Com o passar dos anos, percebeu-se a necessidade de trabalhadores com conhecimento/ educação formal, passou-se a investir em educação/ formação técnica profissional. Nesse meio tempo, entre o início e a metade do século XX, o mundo viveu duas grandes guerras mundiais, que transformaram de maneira extremamente significativa os modos e costumes de vida em vários países, com a migração de povos que fugiam das áreas de conflito e a revolução da informação na segunda metade do século XX foram fatores importantes na transformação social em diversas nações.

            Há medida que se passou a investir na educação do trabalhador, houve também uma melhoria na sua qualidade de vida, o que aumentou a expectativa de vida dos trabalhadores, melhorando as condições de trabalho refletindo diretamente na sua vida fora das organizações empregadoras. Nos países desenvolvidos a maior parte dos trabalhadores hoje, é do conhecimento, Isso comprova a tese de que: O desenvolvimento de um país perpassa pelo investimento educacional em seu povo. A universalização do ensino e a qualidade dele são a mola propulsora para o desenvolvimento de uma nação economicamente forte e com cada vez menos desigualdade social.

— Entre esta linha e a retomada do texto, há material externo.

Issue #7336, opened 2025-06-28
bug: oh-my-posh nushell integration failed


tsssni:
### Are you following the right branch?

- [x] My Nixpkgs and Home Manager versions are in sync

### Is there an existing issue for this?

- [x] I have searched the existing issues

### Issue description

The generated `extraConfig` of nushell says:
```nu
echo "Failed to write init script: exec: "nu": executable file not found in $PATH"
```

### Maintainer CC

@jaredmontoya 

### System information

```markdown
- system: `"x86_64-linux"`
 - host os: `Linux 6.12.34, NixOS, 25.11 (Xantusia), 25.11.20250624.30a61f0`
 - multi-user?: `yes`
 - sandbox: `yes`
 - version: `nix-env (Nix) 2.28.3`
 - nixpkgs: `/nix/store/1l4nm55xcq55cdp1xz3x5mfgr4c24058-source`
```

mhemeryck:
I have the same issue; I did notice that from oh-my-posh version 26 there's a breaking change mentioned in the release notes: https://github.com/JanDeDobbeleer/oh-my-posh/releases/tag/v26.0.0

I'm not 100% though what the actual issue is though.

jaredmontoya:
@mhemeryck thank you for pinpointing the version where the change happened.

oh-my-posh decided to completely change the way you install it for nushell.
after version 26 `oh-my-posh init nu --print` no longer prints anything but creates a file in `~/.local/share/nushell/vendor/autoload/` that contains the configuration and is loaded by nushell.

Naturally such a fundamental change would break the current way home-manager handles oh-my-posh.

jaredmontoya:
@mhemeryck or @tsssni please test if PR #7342 fixes your issue
I use starship instead of oh-my-posh so it's better if an oh-my-posh user tests the changes.

https://github.com/jaredmontoya/home-manager/tree/fix-oh-my-posh-update
```nix
inputs.home-manager.url = "github:jaredmontoya/home-manager/fix-oh-my-posh-update";
```

Comment on #7342 if the issues are gone.

jaredmontoya:
@tsssni if the issue is solved please close it.

PR #7342, opened 2025-06-29
oh-my-posh: fix nushell with v26.0.0

jaredmontoya:
### Description
See #7336

### Checklist

    ```
    {component}: {description}

    {long description}
    ```

### DIFF
--- a/tests/modules/programs/oh-my-posh/nushell.nix
+++ b/tests/modules/programs/oh-my-posh/nushell.nix
@@ -28,8 +28,18 @@
     in
     ''
       assertFileExists "${configFile}"
-      assertFileRegex \
-        "${configFile}" \
-        'source /nix/store/[^/]*-oh-my-posh-nushell-config.nu'
+      ${
+        if (lib.versionAtLeast (lib.versions.major config.programs.oh-my-posh.package.version) "26") then
+          ''
+            assertFileContains \
+                    "${configFile}" \
+                    "/bin/oh-my-posh init nu --config"''
+        else
+
+          ''
+            assertFileRegex \
+                    "${configFile}" \
+                    "source /nix/store/[^/]*-oh-my-posh-nushell-config.nu"''
+      }
     '';
 }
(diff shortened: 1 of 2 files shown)


tsssni:
It works in my machine :)

mhemeryck:
Same here, also fixes the issue for me:

```
$ oh-my-posh --version
26.8.0
$ nu --version
0.105.1
```

jaredmontoya:
@khaneliman

khaneliman:
Is this compatible with previous versions or do we need a `lib.versionAtleast` check?

jaredmontoya:
@khaneliman added a version check.

tests/modules/programs/oh-my-posh/nushell.nix
```diff
@@ -28,8 +28,18 @@
...
+            assertFileContains \
+                    "${configFile}" \
+                    "/bin/oh-my-posh init nu --config"''
+        else
+
+          ''
+            assertFileRegex \
+                    "${configFile}" \
+                    "source /nix/store/[^/]*-oh-my-posh-nushell-config.nu"''
+      }
```
khaneliman, line 43: Would have preferred to stub instead of using the realPkg. But, won't block on that.

jaredmontoya:
@tsssni @mhemeryck I also have to warn you that because of that change there is now no way for home manager to uninstall oh-my-posh from nushell because it has no idea about the file that oh-my-posh creates in `~/.local/share/nushell/vendor/autoload` and users will have to manually remove that file after they remove oh-my-posh from their home-maanger config.

mhemeryck:
> @tsssni @mhemeryck I also have to warn you that because of that change there is now no way for home manager to uninstall oh-my-posh from nushell because it has no idea about the file that oh-my-posh creates in `~/.local/share/nushell/vendor/autoload` and users will have to manually remove that file after they remove oh-my-posh from their home-maanger config.

Right; that's because the config script now gets generated instead of just sourced. Good to keep in mind.

Thanks anyway for the quick fix!

PR #7349, opened 2025-06-30
gtk: allow more granular customization

khaneliman:
### Checklist
Closes https://github.com/nix-community/home-manager/issues/5133

    ```
    {component}: {description}

    {long description}
    ```


khaneliman:
@zowoq Do you know if the Github App needs different permissions to read the team/member list ? https://github.com/nix-community/home-manager/actions/runs/16034340501/job/45242369177?pr=7349 I was able to get it to work without the app in my fork https://github.com/nix-community/home-manager/pull/6921

From what I have read, it looks like the github app just needs its GraphQL permissions updated in the organization.

MattSturgeon:
> error fetching organization teams: GraphQL: Resource not accessible by integration (organization.teams)

Sounds like the app needs "Organization permissions" -> "Members" -> "Read-only"

Which I _believe_ is configured from: https://github.com/settings/apps/home-manager-ci/permissions

_(as always with app perm changes, they also need "accepting" from the repo's installation, but I assume org-owners are well aware of this :sweat_smile:)_

zowoq:
> Sounds like the app needs "Organization permissions" -> "Members" -> "Read-only"
> 
> Which I _believe_ is configured from: https://github.com/settings/apps/home-manager-ci/permissions
> 
> _(as always with app perm changes, they also need "accepting" from the repo's installation, but I assume org-owners are well aware of this 😅)_

Done.

khaneliman:
@zowoq sweet, it worked thanks. we will need the same thing done for the nixvim and stylix bots too

zowoq:
> we will need the same thing done for the nixvim and stylix bots too

I'll wait until we're adding the rfc39 service for these repos to update the app permissions.

fmbearmf:
```
home-manager.users.<user>.gtk.gtk2.force' does not exist. Definition values:
```

This appears to have removed the gtk.gtk2.force option. Is there a new way of forcefully overwriting?
Sorry if this is a dumb question.

khaneliman:
> ```
> home-manager.users.<user>.gtk.gtk2.force' does not exist. Definition values:
> ```
> 
> This appears to have removed the gtk.gtk2.force option. Is there a new way of forcefully overwriting? Sorry if this is a dumb question.

That would have been an accident, it should be backwards compatible. I'll fix ASAP.

khaneliman:
Created https://github.com/nix-community/home-manager/pull/7437 that should fix it @fmbearmf

PR #7356, opened 2025-07-01
launchd+targets/darwin: Escape XML in plists

linnnus:
### Description

https://github.com/NixOS/nixpkgs/pull/356502 introduced an argument escape to lib.generators.toPlist which makes it escape special characters in the XML. This PR makes nix-darwin use it everywhere.

This is a breaking change, as https://github.com/nixos/nixpkgs/pull/356502#issuecomment-2480637115.

### Checklist

    ```
    {component}: {description}

    {long description}
    ```

#### Maintainer CC

@midchildan
@khaneliman

### DIFF
--- a/modules/launchd/default.nix
+++ b/modules/launchd/default.nix
@@ -43,7 +43,7 @@ let
       };
     };
 
-  toAgent = config: pkgs.writeText "${config.Label}.plist" (toPlist { } config);
+  toAgent = config: pkgs.writeText "${config.Label}.plist" (toPlist { escape = true; } config);
 
   agentPlists = lib.mapAttrs' (n: v: lib.nameValuePair "${v.config.Label}.plist" (toAgent v.config)) (
     lib.filterAttrs (n: v: v.enable) cfg.agents
--- a/modules/launchd/launchd.nix
+++ b/modules/launchd/launchd.nix
@@ -155,6 +155,18 @@ in
         This key maps to the second argument of `execvp(3)`.  This key is required in the absence of the Program
         key. Please note: many people are confused by this key. Please read `execvp(3)` very carefully!
       '';
+      # TODO: Remove this some time after 25.01.
+      apply =
+        value:
+        if value != null then
+          map (
+            item:
+            lib.warnIf (lib.hasInfix "&amp;" item)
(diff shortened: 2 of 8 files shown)


khaneliman:
So the "breaking" change is that someone might have manually escaped themselves before the escaping fix was introduced? Not sure how to protect against that. So, I think it LGTM.

midchildan (approved):

linnnus:
Actually we've been discussing [a similar change](https://github.com/nix-darwin/nix-darwin/pull/1529) in [the nix-darwin development Matrix server](https://app.element.io/#/room/#nix-darwin-dev:nixos.org) and it's clear that there *are* actually at least [some](https://github.com/gustavomedeiross/nix-machina/blob/d159c11a8ccd5db43be3d8471abea6768aa44482/macos/home-manager.nix#L50) [people](https://github.com/search?q=language%3Anix%20%26amp%3B%26amp%3B&type=code) relying on the previous behavior.

We're still discussing solutions in there, so maybe let's just hold off on merging just jet :^)

khaneliman:
starting to see the eval warnings, was there any progress made on this in nixpkgs/nix-darwin ?

linnnus:
We [ended up deciding](https://matrix.to/#/!MMDPZwBJsBXZCsLkuj:matrix.org/$iGsiAQpTDgfewpFSB7En60gwnchSRV3pQHW_4cnCKz0?via=nixos.org&via=matrix.org&via=catgirl.cloud) that a complicated solution wasn't worth it compared to the relatively minor breakage. The most common breakage was people doing this:

```nix
ProgramArguments = [
  "/bin/sh"
  "-c"
  "wait4path /nix/store &amp;&amp; /nix/store/..."
];
```

So I added a warning to that option specifically. I have updated this PR to do the same.

Apologies for the late answer!

khaneliman:
can you rebase and squash

khaneliman:
looks like it needs a `nix fmt`

linnnus:
Should be done now.

khaneliman:
Looks like an eval error: https://buildbot.nix-community.org/#/builders/6063/builds/179/steps/1/logs/nix_error

khaneliman:
Buildbot darwin runners seem stuck today, gonna run test suite locally on my macbook before merging.

PR #7373, opened 2025-07-02
Fix firefox extensions.settings not creating user.js

hey2022:
Creates the user.js if profile.extensions.settings is set. This fixes the case when profile.extensions.settings is set but every other option in the mkIf is false, resulting in no user.js creation.

I also added a user.js test for the firefox-profiles-extensions test.

### Checklist

    ```
    {component}: {description}

    {long description}
    ```

#### Maintainer CC
@rycee @brckd @HPsaucii


bricked-dev:
Thanks for the fix! This seems to have been overlooked in https://github.com/nix-community/home-manager/commit/27ffa35178bc6f359293a8809d32c5da23aaabc7.

brckd (approved):

HPsaucii (approved):
Looks good to me, thanks 👍

PR #7379, opened 2025-07-03
ci: generate-all-maintainers use nix eval update; update list

khaneliman:
### Checklist

    ```
    {component}: {description}

    {long description}
    ```


zowoq:
Looks like this dropped a few people as maintainers as the bot started removing people after it was merged, e.g. `h7x4`.

khaneliman:
> Looks like this dropped a few people as maintainers as the bot started removing people after it was merged, e.g. `h7x4`.

Hmm thought it added more people. I’ll take a look again. Thanks for letting me know

EDIT: looks like some modules had `meta.maintainers` in a conditional `config` section instead of at the top level of the module definition... lol 

I believe the other issue, was some that were in our list but not assigned to modules. The new approach was only adding users who were assigned to a module (since they would need to be pinged). I might just include the entire `HM` list though again.

zowoq:
I went back and checked who was added/removed to make sure the rfc39 tool was behaving, they all seem to match up correctly except for one that was dropped and not added back (`kira-bruneau`) but that looks like that might be due to how the firefox modules are imported.

PR #413, opened 2019-07-21
enable hinting which reserve to use. 1st version

ilanDoron:


yaronvel:
why asking for a PR as such early stage?

yaronvel:
Please only pr when ready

Segundo Drucker (2002). Durante milênios, não houve escolha para a esmagadora maioria de pessoas em qualquer país. O filho de um trabalhador rural seria um trabalhador rural. O filho de um artesão se tornava artesão, e a filha de um artesão casava-se com um artesão; o filho ou a filha de um operário de fábrica trabalharia numa fábrica. Qualquer mobilidade que houvesse era descendente, não ascendente.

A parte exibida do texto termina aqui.